This year we could spent the weeks talking to C, explaining about Halloween.  Trying to get him to understand that lots of people will be dressing up, wearing wigs, painting their faces.  People will be coming to our house, ringing the doorbell, and asking for sweets.  There will be a lot of noise, fun and laughter, and not to worry because it only happens once a year.  He will be safe and nothing bad will happen!  But I don’t think my 5 year old boy, with ASD and who is highly anxious will accept this insane explaination and be alright about it all.  I am fairly sure that as he gets pretty upset when the postman rings the bell or Tesco brings our weekly food shop that having monsters ringing the bell for 3 hours might just send him over the edge.  It’s pushing me pretty close just thinking about it.  

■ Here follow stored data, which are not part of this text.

PR #531, opened 2020-02-26
[SE-2273] Update keystone calls (OpenStack Identity API) from v2 to v3

clemente:
Update keystone (OpenStack Identity Service) API v2.0 to v3. See [deprecation notice](http://travaux.ovh.net/?do=details&id=42179)

The API change affects the way Ocim authenticates with OpenStack.
I don't think it affects other cases (e.g. the SWIFT usage done from an edxapp instance), though I didn't particularly test it since we've deprecated it. Likewise for the `migrate_swift_to_s3` command: it passes some parameters to `rclone` to create a configuration. This call may need some update if we ever use the script again and it doesn't work.

# Notes

- This PR changes the authorization part. It doesn't change other OpenStack APIs. For instance, this mustn't change from 2 to 3: `def get_nova_client(region_name, api_version=2):`. It's a different setting, it's the client version, not the „auth_version“. If I change it, I get: `novaclient.exceptions.UnsupportedVersion: Invalid client version '3.0'. Major part should be '2'`.

About this part:
```
+            user_domain_id="default",
+            user_domain_name="Default",
```
The names `default` and `Default` are extracted from a settings file downloaded from OVH, which contains:
```
export OS_USER_DOMAIN_NAME="Default"
if [ -z "$OS_USER_DOMAIN_NAME" ]; then unset OS_USER_DOMAIN_NAME; fi
export OS_PROJECT_DOMAIN_ID="default"
if [ -z "$OS_PROJECT_DOMAIN_ID" ]; then unset OS_PROJECT_DOMAIN_ID; fi
```

We don't require customizing them and we can keep them at `default`.

Note that e.g. *domain ID* appears twice: user domain ID, and project domain ID. This is because [the expected v3 request](https://storage.p19.cloud.ovh.net/v1/AUTH_47f7eb0153a7447799377451f59357ce/public/keystone-v3-request.txt) contains this information twice too: the `"domain": { "id": "default" }` appears twice. The code didn't work when the request only set the user domain ID but not the project domain ID.  

As for user_domain_name/project_domain_name, note that it's not the same as the „project name“ (aka „tenant“) which is set in another line, `project_name=settings.OPENSTACK_TENANT`, to a private numeric ID.

Finally, the authorization code is repeated in two places because we use two different variables: `openstacksdk` (in `get_openstack_connection`) and `python-novaclient` (in `get_nova_client`). Luckily, the authorization works in the same way (I think both of them use keystone).

# Testing protocol

- Phase 1: testing in CI
  - the tests should pass. The flaky tests should flake
  - you should check that the change covers APIs mentioned in the deprecation notice 
  - This PR is the final one. But [in this other branch](https://github.com/open-craft/opencraft/compare/clemente/keystone-v3-api...clemente/keystone-v3-api-testable) I'm using a temporary variable, `OPENSTACK_AUTH_URL_V3`, to avoid changing the real one `OPENSTACK_AUTH_URL` while I test. I added `OPENSTACK_AUTH_URL_V3` to CircleCI. The code in that branch uses `OPENSTACK_AUTH_URL_V3`
- Phase 2: in Ocim stage
  - remove the `OPENSTACK_AUTH_URL_V3` in the code (update: done in this PR), use `OPENSTACK_AUTH_URL`. CircleCI will not pass (we didn't change `OPENSTACK_AUTH_URL` yet), but it's not important in this phase
  - the PR should be the final one
  - put it in stage
  - try to deploy an instance
  - in particular, check that it's created in the right place: right account, right security group, right SSH key (i.e. you can access), etc. Try to archive it too, just in case
  - if the deployment works, and the CircleCI tests from phase 1 passed, it's ready to be deployed
- Phase 3: in Ocim production
  - update `OPENSTACK_AUTH_URL` in CircleCI to `https://auth.cloud.ovh.net/v3`. Remove `OPENSTACK_AUTH_URL_V3`
  - (update it in Vault too)
  - re-run the CircleCI tests from github. They should be reading `OPENSTACK_AUTH_URL` now, and they should pass now
  - (note that up to now, CircleCI is broken for everyone else who isn't using this branch)
  - merge the PR
  - deploy to Ocim production. This shouldn't change any behaviour. No `.env` change is required
  - ask people to rebase on master

### DIFF
--- a/instance/tests/test_openstack_utils.py
+++ b/instance/tests/test_openstack_utils.py
@@ -484,7 +484,7 @@ class ServicePassesAuthTestCase(TestCase):
 
         service.assert_called_once_with(
             options={
-                'auth_version': '2',
+                'auth_version': '3',
                 'os_username': 'user',
                 'os_password': 'password',
                 'os_tenant_name':  'tenant',
--- a/cleanup_utils/openstack_cleanup.py
+++ b/cleanup_utils/openstack_cleanup.py
@@ -55,7 +55,11 @@ class OpenStackCleanupInstance:
                 username=openstack_settings['username'],
                 password=openstack_settings['password'],
                 project_name=openstack_settings['project_name'],
-                region_name=openstack_settings['region_name']
+                region_name=openstack_settings['region_name'],
+                user_domain_id="default",
+                user_domain_name="Default",
+                project_domain_id="default",
+                project_domain_name="Default",
             )
         except Exception as e:  # pylint: disable=broad-except
             logger.error("ERROR: %s", e)
--- a/instance/management/commands/migrate_swift_to_s3.py
+++ b/instance/management/commands/migrate_swift_to_s3.py
@@ -110,7 +110,7 @@ class Command(BaseCommand):  # pragma: no cover
             key=instance.swift_openstack_password,
             authurl=instance.swift_openstack_auth_url,
             tenant_name=instance.swift_openstack_tenant,
-            auth_version='2',
+            auth_version='3',
             os_options={'region_name': instance.swift_openstack_region}
         )
 
@@ -136,7 +136,7 @@ class Command(BaseCommand):  # pragma: no cover
         """
         rclone_config = (
             "rclone config create ocim-swift swift "
-            "user '%s' key '%s' auth '%s' tenant '%s' auth_version '2' region '%s'" % (
+            "user '%s' key '%s' auth '%s' tenant '%s' auth_version '3' region '%s'" % (
                 instance.swift_openstack_user,
                 instance.swift_openstack_password,
                 instance.swift_openstack_auth_url,
--- a/instance/models/mixins/openedx_storage.py
+++ b/instance/models/mixins/openedx_storage.py
@@ -131,7 +131,7 @@ class OpenEdXStorageMixin(StorageContainer, SwiftContainerInstanceMixin, S3Bucke
 
             "EDXAPP_DEFAULT_FILE_STORAGE": "swift.storage.SwiftStorage",
             "EDXAPP_FILE_UPLOAD_STORAGE_BUCKET_NAME": self.swift_container_name,
-            "EDXAPP_SWIFT_AUTH_VERSION": '2',
+            "EDXAPP_SWIFT_AUTH_VERSION": '3',
             "EDXAPP_SWIFT_USERNAME": self.swift_openstack_user,
             "EDXAPP_SWIFT_KEY": self.swift_openstack_password,
             "EDXAPP_SWIFT_TENANT_NAME": self.swift_openstack_tenant,
--- a/instance/openstack_utils.py
+++ b/instance/openstack_utils.py
@@ -84,6 +84,10 @@ def get_openstack_connection(region_name):
             username=settings.OPENSTACK_USER,
             project_name=settings.OPENSTACK_TENANT,
             password=settings.OPENSTACK_PASSWORD,
+            user_domain_id="default",
+            user_domain_name="Default",
+            project_domain_id="default",
+            project_domain_name="Default",
         ))
     conn = connection.from_config(cloud_config=cloud_region)
     conn.session.user_agent = "opencraft-im"
@@ -142,6 +146,10 @@ def get_nova_client(region_name, api_version=2):
         project_name=settings.OPENSTACK_TENANT,
         auth_url=settings.OPENSTACK_AUTH_URL,
         region_name=region_name,
+        user_domain_id="default",
+        user_domain_name="Default",
+        project_domain_id="default",
+        project_domain_name="Default",
     )
 
     # API queries via the nova client occasionally get connection errors from the OpenStack provider.
@@ -208,7 +216,7 @@ def swift_service(
     """
 
     return SwiftService(options=dict(
-        auth_version='2',
+        auth_version='3',
         os_username=user,
         os_password=password,
         os_tenant_name=tenant,


instance/tests/test_openstack_utils.py
```diff
@@ -292,23 +290,25 @@ def test_get_server_public_address(self, addresses, expected_address, version=4)
...
-        """
-        Connection error during a request from the nova client
-        Ensure requests are retried before giving up, with a backoff sleep between attempts
-        """
-        def getresponse_call(*args, **kwargs):
-            """ Invoked by the nova client when making a HTTP request (via requests/urllib3) """
-            raise ConnectionResetError('[Errno 104] Connection reset by peer')
-        mock_getresponse.side_effect = getresponse_call
-        nova = openstack_utils.get_nova_client(settings.OPENSTACK_REGION)
-        with self.assertRaises(keystoneauth1.exceptions.discovery.DiscoveryFailure):
```
Agrendalath: @clemente, it seems that for this API version we can expect `keystoneauth1.exceptions.connection.ConnectFailure` here.
cf. [session.py](https://github.com/openstack/keystoneauth/blob/master/keystoneauth1/session.py#L1012-L1020) and [test_session.py](https://github.com/openstack/keystoneauth/blob/master/keystoneauth1/tests/unit/test_session.py#L1518-L1532).

Agrendalath:
@clemente, should we replace all `tenant_id` keys with `project_id` for our fixtures, as described [here](https://specs.openstack.org/openstack/neutron-specs/specs/newton/moving-to-keystone-v3.html)?
Currently we have these, but I'm not sure whether they're being used:
```bash
ocim -> ag tenant_id
instance/tests/fixtures/openstack/api_server_1_building.json
58:        "tenant_id": "1c26352f78f842e2b38ff9cec3643541",
105:    "tenant_id": "1c26352f78f842e2b38ff9cec3643541",

instance/tests/fixtures/openstack/api_server_2_active.json
72:        "tenant_id": "1c26352f78f842e2b38ff9cec3643541",
133:    "tenant_id": "1c26352f78f842e2b38ff9cec3643541",

instance/tests/fixtures/openstack/api_server_3_active.json
72:        "tenant_id": "1c26352f78f842e2b38ff9cec3643541",
133:    "tenant_id": "1c26352f78f842e2b38ff9cec3643541",
```

instance/tests/test_openstack_utils.py
clemente: @Agrendalath This is a more complex issue. Now I understand it, after much debugging.
- The main reason for this test failure is that I forgot to add this line to `.env.test`: `OPENSTACK_AUTH_URL_V3='http://example.com/auth/url`. It's a long story from there.
- The variable is one I introduced temporarily (I'll remove it later and we'll use the default one, `OPENSTACK_AUTH_URL`)
- The long story is: because I didn't define the _V3 in .env.test, it took the value from other place (environment, I think), and therefore `OPENSTACK_AUTH_URL_V3` ended up with the value `'https://auth.cloud.ovh.net/v3'`.
- The test doesn't run any external connection to any Internet server (I verified this), so it doesn't matter whether it says `auth.cloud.ovh.net` or `example.com`, both are fake. However, the `/v3` in `'https://auth.cloud.ovh.net/v3'` matters a lot, because keystone [is looking for it](https://github.com/openstack/keystoneauth/blob/1fd67089f7714fcaf0df1e3db845b93272b95b15/keystoneauth1/identity/generic/base.py#L155). In our original test we used `'http://example.com/auth/url'`, which doesn't contain `/v3`, and therefore it ran the last branch of the `if` and raised `DiscoveryFailure`. Because of the `/v3`, it ran another branch and caused another exception (`ConnectFailure`, it seems)
- since the test we're discussing ([test_nova_client_connection_error](https://github.com/open-craft/opencraft/blob/2b53d2049088ec7accfc408c88a605ac262141a3/instance/tests/test_openstack_utils.py#L298]) isn't testing any particular version (v2 nor v3), but just the side effects, I think it's better to keep it API-version-agnostic, and avoid mentioning any `/v2.0` or `/v3`, and leave it with `OPENSTACK_AUTH_URL='http://example.com/auth/url'` as it was before
- therefore: after I delete the `OPENSTACK_AUTH_URL_V3` and we use `OPENSTACK_AUTH_URL`, which is `'http://example.com/auth/url'`, this test won't fail. Tested in CircleCI through SSH

clemente:
> @clemente, should we replace all `tenant_id` keys with `project_id` for our fixtures, as described [here](https://specs.openstack.org/openstack/neutron-specs/specs/newton/moving-to-keystone-v3.html)?

@Agrendalath 

That link is to [neutronclient (Networking services)](https://docs.openstack.org/python-neutronclient/train/), which we're not using (it's to create networks etc.); we're using [novaclient](https://docs.openstack.org/python-novaclient/train/reference/api/index.html) (it's for VMs etc). Anyway, in those libraries the initialization code is very similar or the same. We already use the right parameters in the code (openstack_utils.py).

As for the project/tenant included in these fixtures: I went through all the usages of those 3 fixtures files (which are: `tests/models/test_server.py`, `tests/models/test_openedx_instance.py`, `tests/models/test_ openedx_ansible_mixins.py`) and found that the tests don't check any openstack details or openstack-related information; they mainly checke the status of the server. I guess the whole JSON was included by copy/pasting it, but most of the information isn't actually used. The 3rd fixture file isn't used at all.
So we don't need to update any data.

In addition, the change in the PR is about v2→v3 in the Identity API. The fixtures speak about a v2 API (e.g. `"manager": "<novaclient.v2.servers.ServerManager object…`) which isn't the Identity one, and we're not migrating away from it yet. The fixtures don't include authorization data.

clemente:
By the way, [all CircleCI passed](https://circleci.com/workflow-run/91f5a4b2-5fe1-4393-ba8a-9049d29af0e9) with the PR that was using `OPENSTACK_AUTH_URL_V3`. Now I renamed it back to `OPENSTACK_AUTH_URL` and changed it in CircleCI and I'm rerunning them.

clemente:
I will merge this because the latest tests already pass in CircleCI: [integration+unit](https://app.circleci.com/pipelines/github/open-craft/opencraft/1233/workflows/15f1784f-db9c-4130-9e12-97b9acebedea), [frontend](https://app.circleci.com/pipelines/github/open-craft/opencraft/1233/workflows/0a16aa7d-01c8-447a-92e7-380ec0d6d574). The status hasn't been updated in GitHub (and they still show as running since more than 10 hours ago), maybe it's because I had to hit „rerun“ some times in CircleCI.
Tests are flaky due to other reasons that I couldn't identify (some timeout, [e.g.](https://app.circleci.com/pipelines/github/open-craft/opencraft/1231/workflows/44de654b-3cdf-4b68-9aa5-5a32b79b2dd6/jobs/13604)). Some tests are taking longer to run (more than 3 h 30 m).

This has been tested in Ocim stage, with deployment + LB activation + VM termination, all working.
The code has been reviewed by @giovannicimolin in the task.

So although my little man loves being at home and finds spending even one night away very hard I think we might run to the hills and hide away for the night.  Have our own little adventure away from busy streets and other families having fun.   My time will be much better spent planning our night away, telling C where we are going and what we will be doing, than trying to get him to OK about the craziness of Halloween!

My Secret Super Power!

I have been inspired to write this blog because of some very special people in my life, and I am hoping you know who you are!!

I am not an amazing mummy, I have no special super powers, I am no better than any other mother.  I love my boys to bits but I still get cross at them.  I shout at them.  I don’t have endless patience, I cry, and I feel like giving up at times.  But I am not the only mummy out there having a hard time.  I know some amazing mother’s who are also fighting their own battles and yet still being super mummy’s to their children!!

Being a mother is one of the hardest jobs, ever.  I realise it was me that made the decision to have children, it was my choice!  But honestly, I did not give it that much thought.  I knew I wanted a baby, I knew I wanted a family, and I think that might have been as far as my thinking went.  But once you sign up for this job, it is not one you can quit, its not one you can change for an easier one.  You don’t get paid, you don’t get sick leave and you don’t get holiday pay, actually you don’t even get a tea break!  You are on call 24/7, 365 days a year, for the rest of your life.  I think even the best marketing company might have trouble selling this one.  And yet, here I am, having happily signed up for the job, twice!  Would I change it?  If I could go back in time and think about it a bit more, would I?  No of course I wouldn’t!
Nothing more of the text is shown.